==== Exercise materials ====

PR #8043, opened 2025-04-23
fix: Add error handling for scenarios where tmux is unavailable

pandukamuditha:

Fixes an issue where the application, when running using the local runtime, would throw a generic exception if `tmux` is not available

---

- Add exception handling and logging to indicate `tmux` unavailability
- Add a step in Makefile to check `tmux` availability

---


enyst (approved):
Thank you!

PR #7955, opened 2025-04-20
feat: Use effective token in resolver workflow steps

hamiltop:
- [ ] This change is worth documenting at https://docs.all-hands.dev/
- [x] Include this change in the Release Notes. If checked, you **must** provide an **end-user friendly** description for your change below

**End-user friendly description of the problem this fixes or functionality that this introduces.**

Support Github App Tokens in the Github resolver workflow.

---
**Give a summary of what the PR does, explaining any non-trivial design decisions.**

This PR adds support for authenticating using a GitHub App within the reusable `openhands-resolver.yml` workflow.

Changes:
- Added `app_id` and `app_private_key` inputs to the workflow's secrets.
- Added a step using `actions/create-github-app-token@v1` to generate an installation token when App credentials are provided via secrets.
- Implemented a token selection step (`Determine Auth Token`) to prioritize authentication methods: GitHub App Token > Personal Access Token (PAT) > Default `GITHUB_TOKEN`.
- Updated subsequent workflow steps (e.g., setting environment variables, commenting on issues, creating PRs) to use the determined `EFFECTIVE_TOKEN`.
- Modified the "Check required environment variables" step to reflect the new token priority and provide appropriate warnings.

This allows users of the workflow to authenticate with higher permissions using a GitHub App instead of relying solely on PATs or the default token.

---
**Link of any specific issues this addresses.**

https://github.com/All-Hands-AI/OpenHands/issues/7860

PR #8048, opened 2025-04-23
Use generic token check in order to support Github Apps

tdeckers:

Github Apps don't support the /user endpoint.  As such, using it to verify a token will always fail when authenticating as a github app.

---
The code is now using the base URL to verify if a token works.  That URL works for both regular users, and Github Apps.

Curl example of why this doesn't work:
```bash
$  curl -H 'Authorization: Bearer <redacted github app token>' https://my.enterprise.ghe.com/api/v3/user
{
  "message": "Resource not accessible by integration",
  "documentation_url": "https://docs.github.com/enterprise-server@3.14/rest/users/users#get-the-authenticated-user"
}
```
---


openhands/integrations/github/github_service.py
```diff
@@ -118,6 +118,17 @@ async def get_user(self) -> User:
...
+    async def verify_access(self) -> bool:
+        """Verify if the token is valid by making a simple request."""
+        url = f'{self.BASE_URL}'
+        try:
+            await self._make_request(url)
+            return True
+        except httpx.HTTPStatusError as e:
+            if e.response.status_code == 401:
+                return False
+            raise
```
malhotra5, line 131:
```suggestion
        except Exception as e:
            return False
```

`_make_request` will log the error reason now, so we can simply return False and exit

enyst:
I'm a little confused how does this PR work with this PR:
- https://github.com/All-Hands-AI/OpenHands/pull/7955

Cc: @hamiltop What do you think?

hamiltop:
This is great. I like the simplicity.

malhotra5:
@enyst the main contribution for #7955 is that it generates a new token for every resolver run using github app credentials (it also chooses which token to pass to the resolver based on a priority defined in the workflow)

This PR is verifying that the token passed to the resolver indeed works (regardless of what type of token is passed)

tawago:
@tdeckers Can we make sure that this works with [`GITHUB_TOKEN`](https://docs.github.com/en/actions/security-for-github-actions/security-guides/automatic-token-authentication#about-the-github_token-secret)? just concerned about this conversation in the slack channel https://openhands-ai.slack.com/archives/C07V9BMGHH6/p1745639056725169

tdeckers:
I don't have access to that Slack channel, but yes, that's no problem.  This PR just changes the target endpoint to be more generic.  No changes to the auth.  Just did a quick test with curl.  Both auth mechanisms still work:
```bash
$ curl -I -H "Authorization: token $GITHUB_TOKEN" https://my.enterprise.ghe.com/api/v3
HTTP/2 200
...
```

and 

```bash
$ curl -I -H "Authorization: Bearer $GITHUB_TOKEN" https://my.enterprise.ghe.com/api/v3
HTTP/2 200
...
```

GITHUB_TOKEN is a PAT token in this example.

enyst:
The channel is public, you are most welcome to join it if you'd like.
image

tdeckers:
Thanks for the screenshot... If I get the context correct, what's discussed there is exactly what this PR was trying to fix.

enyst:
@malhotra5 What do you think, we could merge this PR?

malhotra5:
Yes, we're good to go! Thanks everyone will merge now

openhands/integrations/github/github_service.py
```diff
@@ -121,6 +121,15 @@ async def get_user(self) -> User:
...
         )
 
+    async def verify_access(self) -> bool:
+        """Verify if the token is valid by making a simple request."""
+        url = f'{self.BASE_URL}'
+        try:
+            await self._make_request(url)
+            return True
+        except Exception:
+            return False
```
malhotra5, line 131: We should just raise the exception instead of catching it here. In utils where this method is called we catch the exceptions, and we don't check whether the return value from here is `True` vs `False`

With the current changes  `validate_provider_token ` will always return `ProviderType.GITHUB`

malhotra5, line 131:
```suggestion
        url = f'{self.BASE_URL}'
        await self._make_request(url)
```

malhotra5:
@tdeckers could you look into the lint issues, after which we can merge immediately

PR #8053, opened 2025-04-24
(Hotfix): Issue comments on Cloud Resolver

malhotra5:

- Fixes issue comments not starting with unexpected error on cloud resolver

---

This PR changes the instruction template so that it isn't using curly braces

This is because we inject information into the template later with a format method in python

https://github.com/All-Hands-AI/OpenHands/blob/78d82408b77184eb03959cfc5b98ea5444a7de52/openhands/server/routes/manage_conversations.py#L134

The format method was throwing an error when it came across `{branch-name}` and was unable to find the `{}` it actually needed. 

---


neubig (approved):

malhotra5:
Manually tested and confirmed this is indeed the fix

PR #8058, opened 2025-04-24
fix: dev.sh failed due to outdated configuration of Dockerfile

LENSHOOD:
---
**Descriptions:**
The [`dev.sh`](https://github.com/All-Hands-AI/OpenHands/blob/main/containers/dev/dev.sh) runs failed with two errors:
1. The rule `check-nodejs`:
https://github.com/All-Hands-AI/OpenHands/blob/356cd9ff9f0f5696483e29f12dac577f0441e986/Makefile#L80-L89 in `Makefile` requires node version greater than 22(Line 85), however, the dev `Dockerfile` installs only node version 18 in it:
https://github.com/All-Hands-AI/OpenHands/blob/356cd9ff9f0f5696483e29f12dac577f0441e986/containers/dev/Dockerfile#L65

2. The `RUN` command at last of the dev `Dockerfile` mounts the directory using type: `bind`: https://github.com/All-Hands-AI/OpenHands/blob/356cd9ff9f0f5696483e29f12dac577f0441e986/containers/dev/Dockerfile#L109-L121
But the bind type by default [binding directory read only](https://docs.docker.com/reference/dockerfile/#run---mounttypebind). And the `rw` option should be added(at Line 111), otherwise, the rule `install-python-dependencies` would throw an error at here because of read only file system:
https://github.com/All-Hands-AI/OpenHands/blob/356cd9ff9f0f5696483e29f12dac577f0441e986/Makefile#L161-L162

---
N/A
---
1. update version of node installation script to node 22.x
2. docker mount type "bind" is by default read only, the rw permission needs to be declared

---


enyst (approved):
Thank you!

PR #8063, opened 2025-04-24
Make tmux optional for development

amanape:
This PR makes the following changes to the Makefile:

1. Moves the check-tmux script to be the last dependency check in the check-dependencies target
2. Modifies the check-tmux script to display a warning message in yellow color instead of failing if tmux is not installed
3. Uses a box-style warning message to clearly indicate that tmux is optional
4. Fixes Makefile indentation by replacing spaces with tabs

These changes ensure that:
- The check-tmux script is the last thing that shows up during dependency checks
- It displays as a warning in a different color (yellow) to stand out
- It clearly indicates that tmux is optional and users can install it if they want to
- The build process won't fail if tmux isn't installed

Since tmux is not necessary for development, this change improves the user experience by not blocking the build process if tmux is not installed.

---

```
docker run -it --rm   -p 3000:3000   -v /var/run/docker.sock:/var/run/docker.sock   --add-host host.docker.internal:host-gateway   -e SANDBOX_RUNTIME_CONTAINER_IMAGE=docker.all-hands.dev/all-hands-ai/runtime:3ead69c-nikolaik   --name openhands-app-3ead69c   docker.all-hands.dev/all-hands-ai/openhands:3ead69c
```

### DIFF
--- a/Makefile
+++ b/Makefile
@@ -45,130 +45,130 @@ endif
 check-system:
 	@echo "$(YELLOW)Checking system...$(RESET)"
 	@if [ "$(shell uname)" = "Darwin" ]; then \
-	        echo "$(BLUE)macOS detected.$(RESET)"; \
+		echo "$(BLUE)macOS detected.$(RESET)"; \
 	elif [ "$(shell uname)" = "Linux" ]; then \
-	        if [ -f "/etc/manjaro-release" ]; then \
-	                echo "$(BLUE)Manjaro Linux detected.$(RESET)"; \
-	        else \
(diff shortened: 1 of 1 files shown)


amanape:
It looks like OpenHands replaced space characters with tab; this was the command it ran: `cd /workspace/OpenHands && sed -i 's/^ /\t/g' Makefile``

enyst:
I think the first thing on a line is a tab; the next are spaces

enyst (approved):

====
==== Exercise materials ====

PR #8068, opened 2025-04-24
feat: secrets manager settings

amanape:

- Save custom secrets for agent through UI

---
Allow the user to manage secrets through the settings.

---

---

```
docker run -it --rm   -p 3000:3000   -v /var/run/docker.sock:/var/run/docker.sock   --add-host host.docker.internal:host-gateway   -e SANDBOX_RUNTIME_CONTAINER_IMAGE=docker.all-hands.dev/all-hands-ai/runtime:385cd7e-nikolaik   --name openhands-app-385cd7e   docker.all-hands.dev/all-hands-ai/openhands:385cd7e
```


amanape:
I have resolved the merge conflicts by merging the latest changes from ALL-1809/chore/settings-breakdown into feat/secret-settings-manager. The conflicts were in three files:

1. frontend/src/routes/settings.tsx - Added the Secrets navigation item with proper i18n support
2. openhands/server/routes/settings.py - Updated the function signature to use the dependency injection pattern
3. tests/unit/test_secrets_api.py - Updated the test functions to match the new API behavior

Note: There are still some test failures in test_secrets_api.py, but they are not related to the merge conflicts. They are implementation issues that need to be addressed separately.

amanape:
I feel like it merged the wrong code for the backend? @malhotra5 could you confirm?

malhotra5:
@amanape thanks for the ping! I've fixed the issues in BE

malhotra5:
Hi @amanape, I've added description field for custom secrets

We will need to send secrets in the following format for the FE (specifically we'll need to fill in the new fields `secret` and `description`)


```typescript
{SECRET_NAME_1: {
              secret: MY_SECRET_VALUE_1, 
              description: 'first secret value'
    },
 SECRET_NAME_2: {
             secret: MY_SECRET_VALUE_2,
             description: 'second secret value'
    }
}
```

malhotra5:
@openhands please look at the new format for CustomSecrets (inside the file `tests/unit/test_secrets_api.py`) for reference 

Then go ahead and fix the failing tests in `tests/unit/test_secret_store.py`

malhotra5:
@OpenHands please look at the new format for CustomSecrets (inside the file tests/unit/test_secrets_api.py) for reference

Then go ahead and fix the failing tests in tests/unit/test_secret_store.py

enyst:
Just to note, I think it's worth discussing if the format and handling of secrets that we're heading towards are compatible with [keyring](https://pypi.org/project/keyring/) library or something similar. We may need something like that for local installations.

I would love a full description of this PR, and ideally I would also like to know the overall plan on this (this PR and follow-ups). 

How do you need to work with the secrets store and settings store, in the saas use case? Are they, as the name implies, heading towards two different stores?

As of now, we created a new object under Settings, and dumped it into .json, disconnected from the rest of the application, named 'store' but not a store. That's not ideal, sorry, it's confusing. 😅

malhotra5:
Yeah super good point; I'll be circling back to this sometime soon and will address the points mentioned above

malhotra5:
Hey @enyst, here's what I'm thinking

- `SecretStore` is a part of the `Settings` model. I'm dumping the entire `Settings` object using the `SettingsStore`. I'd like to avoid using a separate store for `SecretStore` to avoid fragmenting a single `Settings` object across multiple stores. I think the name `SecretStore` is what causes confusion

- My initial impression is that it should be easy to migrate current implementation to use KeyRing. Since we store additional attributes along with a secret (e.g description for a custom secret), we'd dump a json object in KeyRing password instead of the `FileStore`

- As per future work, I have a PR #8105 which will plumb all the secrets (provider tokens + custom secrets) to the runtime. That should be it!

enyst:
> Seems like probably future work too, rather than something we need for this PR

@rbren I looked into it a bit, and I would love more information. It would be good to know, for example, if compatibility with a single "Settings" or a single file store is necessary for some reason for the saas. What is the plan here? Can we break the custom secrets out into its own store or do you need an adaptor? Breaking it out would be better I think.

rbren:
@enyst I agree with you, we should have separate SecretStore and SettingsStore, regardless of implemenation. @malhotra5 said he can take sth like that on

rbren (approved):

====

[Work to complete]: Reproduce, character for character, only the lines of the preceding data that start at the line with "PR #8043, opened 2025-04-23" and end at the line with "- [x] Include", both included.

[Response to the exercise]:
PR #8043, opened 2025-04-23
fix: Add error handling for scenarios where tmux is unavailable

pandukamuditha:

Fixes an issue where the application, when running using the local runtime, would throw a generic exception if `tmux` is not available

---

- Add exception handling and logging to indicate `tmux` unavailability
- Add a step in Makefile to check `tmux` availability

---


enyst (approved):
Thank you!

PR #7955, opened 2025-04-20
feat: Use effective token in resolver workflow steps

hamiltop:
- [ ] This change is worth documenting at https://docs.all-hands.dev/
- [x] Include this change in the Release Notes. If checked, you **must** provide an **end-user friendly** description for your change below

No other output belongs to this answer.